:: Exercise details ::
If a line of the records holds the word "please", copy it out.

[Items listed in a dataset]

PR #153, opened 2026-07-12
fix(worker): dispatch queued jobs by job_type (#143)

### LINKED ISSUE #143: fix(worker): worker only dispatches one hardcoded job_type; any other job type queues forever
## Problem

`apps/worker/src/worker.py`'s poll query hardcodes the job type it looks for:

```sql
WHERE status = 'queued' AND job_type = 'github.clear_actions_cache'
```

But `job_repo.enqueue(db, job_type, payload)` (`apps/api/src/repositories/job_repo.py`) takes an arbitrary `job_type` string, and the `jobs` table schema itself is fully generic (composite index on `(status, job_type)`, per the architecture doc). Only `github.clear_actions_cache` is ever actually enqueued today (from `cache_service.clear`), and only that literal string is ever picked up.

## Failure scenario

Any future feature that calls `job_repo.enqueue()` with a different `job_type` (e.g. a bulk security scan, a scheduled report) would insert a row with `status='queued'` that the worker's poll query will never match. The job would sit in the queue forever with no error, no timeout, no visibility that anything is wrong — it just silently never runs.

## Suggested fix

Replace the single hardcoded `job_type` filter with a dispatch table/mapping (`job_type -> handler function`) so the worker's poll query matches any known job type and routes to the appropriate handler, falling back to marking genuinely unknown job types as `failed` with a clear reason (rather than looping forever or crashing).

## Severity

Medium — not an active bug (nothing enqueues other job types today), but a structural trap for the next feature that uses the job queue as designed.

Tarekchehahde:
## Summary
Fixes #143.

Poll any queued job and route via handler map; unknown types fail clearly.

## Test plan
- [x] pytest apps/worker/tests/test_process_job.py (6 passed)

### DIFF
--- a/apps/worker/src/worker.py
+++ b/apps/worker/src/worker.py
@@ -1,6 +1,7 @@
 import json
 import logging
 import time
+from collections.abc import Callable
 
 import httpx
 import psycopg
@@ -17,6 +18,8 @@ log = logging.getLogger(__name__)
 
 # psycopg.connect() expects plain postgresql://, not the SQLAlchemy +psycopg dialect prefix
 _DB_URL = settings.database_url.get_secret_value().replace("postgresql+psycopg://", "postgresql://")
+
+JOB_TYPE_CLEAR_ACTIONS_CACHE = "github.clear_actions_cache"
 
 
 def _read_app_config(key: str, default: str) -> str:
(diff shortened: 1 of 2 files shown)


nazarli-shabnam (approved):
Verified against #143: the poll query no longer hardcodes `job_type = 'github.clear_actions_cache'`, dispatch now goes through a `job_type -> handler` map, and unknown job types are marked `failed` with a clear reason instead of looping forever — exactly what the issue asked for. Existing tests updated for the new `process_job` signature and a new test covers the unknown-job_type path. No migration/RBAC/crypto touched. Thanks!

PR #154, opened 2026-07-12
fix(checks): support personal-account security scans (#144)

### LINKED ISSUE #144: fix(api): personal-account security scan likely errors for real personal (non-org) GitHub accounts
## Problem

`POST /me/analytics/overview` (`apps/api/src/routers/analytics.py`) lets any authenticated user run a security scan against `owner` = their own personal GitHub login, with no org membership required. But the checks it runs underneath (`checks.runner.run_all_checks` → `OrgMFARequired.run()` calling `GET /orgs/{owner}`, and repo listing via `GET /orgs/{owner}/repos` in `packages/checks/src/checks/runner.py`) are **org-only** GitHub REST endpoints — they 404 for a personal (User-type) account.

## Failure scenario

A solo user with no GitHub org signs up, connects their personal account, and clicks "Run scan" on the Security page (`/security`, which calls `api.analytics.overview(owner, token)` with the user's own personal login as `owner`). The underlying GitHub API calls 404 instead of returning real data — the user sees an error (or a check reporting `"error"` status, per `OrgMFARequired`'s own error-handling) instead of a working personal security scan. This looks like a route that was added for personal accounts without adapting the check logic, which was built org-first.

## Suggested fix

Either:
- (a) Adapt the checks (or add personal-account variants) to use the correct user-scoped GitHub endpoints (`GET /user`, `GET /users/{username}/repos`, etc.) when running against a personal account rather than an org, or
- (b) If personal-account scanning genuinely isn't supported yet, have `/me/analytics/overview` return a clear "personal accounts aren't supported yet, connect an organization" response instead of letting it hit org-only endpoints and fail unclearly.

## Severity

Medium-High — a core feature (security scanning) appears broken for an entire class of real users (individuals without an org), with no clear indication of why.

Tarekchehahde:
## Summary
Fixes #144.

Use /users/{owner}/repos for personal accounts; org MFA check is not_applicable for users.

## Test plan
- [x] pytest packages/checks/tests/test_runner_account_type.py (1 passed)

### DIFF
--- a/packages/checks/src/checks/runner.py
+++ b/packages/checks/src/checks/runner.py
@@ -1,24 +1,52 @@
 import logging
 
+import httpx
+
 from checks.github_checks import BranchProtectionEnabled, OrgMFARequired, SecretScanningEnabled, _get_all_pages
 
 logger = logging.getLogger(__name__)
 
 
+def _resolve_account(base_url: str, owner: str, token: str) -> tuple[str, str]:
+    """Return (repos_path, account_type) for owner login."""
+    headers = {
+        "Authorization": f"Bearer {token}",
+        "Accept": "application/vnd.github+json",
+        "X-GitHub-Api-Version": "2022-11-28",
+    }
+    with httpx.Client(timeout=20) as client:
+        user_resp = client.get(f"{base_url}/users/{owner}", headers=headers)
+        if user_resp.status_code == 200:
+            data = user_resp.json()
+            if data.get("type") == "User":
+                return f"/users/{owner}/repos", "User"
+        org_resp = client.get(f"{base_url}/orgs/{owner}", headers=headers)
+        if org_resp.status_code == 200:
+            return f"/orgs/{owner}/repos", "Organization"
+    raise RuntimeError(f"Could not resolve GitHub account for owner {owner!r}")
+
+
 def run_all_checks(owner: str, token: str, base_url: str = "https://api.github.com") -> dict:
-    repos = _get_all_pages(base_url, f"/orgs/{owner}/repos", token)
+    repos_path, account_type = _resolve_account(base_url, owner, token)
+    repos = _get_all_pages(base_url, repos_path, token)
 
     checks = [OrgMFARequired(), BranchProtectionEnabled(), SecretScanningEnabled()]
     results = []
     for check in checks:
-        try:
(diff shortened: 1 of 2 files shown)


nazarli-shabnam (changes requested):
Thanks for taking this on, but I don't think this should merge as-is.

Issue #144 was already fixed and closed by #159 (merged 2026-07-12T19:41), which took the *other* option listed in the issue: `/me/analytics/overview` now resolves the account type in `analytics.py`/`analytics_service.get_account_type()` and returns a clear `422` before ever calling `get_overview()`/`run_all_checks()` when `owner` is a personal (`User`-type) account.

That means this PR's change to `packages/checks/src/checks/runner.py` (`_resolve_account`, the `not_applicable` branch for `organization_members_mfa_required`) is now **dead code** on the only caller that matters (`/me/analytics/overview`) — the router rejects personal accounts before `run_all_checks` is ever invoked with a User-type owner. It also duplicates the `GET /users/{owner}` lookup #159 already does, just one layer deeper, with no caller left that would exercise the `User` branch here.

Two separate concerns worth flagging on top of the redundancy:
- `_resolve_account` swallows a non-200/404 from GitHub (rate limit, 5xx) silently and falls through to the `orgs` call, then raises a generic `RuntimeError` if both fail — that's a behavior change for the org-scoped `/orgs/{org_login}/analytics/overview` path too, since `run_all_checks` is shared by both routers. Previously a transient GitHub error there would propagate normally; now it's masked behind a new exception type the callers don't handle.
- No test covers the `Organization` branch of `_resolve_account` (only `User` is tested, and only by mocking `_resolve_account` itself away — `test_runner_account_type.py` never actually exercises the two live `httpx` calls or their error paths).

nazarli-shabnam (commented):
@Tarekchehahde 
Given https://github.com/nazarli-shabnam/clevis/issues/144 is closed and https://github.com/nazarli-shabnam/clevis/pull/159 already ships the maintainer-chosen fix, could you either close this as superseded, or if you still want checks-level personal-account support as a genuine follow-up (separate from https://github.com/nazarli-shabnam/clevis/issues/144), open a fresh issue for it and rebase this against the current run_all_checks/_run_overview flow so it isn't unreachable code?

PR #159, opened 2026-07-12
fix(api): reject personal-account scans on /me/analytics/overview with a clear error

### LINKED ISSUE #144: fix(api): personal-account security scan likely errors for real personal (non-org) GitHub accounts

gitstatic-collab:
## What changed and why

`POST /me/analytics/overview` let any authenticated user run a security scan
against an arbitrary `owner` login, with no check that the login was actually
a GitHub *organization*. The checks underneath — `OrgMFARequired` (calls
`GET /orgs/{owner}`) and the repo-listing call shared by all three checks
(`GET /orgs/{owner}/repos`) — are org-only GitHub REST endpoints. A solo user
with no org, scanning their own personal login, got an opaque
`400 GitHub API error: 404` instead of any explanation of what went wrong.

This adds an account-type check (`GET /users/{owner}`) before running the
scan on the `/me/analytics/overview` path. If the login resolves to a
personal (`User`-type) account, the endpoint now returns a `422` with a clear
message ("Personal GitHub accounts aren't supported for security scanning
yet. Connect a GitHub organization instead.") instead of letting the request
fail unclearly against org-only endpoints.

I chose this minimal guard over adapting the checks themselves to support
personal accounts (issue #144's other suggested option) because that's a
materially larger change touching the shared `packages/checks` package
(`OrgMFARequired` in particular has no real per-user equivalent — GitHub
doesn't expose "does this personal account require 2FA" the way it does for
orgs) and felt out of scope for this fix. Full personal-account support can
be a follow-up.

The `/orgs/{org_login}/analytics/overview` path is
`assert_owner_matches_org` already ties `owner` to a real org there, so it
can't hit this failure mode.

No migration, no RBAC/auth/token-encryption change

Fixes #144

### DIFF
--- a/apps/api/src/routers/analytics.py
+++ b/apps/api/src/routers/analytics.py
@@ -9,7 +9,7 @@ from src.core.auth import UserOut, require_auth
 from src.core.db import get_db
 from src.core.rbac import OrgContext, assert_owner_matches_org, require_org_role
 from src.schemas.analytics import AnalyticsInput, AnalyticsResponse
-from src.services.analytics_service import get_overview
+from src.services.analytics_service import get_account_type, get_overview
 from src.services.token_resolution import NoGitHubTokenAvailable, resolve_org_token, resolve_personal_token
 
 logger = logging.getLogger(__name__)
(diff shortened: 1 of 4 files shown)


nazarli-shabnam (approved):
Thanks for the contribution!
--
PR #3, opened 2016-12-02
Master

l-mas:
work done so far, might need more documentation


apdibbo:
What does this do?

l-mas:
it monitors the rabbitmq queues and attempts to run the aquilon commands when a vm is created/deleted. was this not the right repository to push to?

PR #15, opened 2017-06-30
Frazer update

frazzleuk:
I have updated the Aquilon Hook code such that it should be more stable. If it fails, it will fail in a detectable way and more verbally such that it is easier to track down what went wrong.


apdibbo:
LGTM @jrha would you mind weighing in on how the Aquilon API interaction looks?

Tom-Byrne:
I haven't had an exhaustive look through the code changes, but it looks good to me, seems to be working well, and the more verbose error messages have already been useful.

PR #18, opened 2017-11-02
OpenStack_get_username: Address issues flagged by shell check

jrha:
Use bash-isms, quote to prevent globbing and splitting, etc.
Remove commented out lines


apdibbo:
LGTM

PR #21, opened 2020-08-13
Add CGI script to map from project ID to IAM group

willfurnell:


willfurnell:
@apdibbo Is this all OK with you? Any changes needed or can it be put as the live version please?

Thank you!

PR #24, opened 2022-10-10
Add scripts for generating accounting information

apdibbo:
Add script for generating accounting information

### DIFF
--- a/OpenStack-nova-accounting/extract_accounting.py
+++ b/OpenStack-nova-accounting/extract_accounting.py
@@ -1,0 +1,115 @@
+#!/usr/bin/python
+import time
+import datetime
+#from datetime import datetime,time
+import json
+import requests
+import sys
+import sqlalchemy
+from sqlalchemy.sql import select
--
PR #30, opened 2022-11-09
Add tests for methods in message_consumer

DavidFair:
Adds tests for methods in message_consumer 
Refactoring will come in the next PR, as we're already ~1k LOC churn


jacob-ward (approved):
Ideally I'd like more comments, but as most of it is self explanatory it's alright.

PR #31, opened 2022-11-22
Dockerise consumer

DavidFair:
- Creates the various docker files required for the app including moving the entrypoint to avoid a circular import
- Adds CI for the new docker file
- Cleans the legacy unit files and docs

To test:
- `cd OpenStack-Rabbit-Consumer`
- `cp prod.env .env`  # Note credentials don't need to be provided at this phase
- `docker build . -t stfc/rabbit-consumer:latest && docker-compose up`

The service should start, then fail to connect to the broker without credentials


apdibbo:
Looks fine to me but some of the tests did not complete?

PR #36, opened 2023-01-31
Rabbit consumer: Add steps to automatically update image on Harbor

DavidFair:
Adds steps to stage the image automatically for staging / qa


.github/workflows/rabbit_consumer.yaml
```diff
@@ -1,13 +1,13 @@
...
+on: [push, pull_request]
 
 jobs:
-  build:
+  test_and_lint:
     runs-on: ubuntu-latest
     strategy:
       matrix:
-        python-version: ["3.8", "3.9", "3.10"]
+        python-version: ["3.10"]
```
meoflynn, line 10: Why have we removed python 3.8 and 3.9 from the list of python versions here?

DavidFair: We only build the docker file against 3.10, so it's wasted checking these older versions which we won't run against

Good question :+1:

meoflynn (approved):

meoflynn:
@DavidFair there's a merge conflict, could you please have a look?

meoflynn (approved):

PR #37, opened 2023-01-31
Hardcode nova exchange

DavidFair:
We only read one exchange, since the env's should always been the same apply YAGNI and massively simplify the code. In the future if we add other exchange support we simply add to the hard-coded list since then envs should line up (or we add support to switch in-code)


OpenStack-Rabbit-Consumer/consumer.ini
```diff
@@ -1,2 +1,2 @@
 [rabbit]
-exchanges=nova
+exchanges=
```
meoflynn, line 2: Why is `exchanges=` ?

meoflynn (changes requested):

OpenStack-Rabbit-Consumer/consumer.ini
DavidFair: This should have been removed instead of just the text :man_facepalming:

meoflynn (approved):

:: Output ::
@apdibbo Is this all OK with you? Any changes needed or can it be put as the live version please?
@DavidFair there's a merge conflict, could you please have a look?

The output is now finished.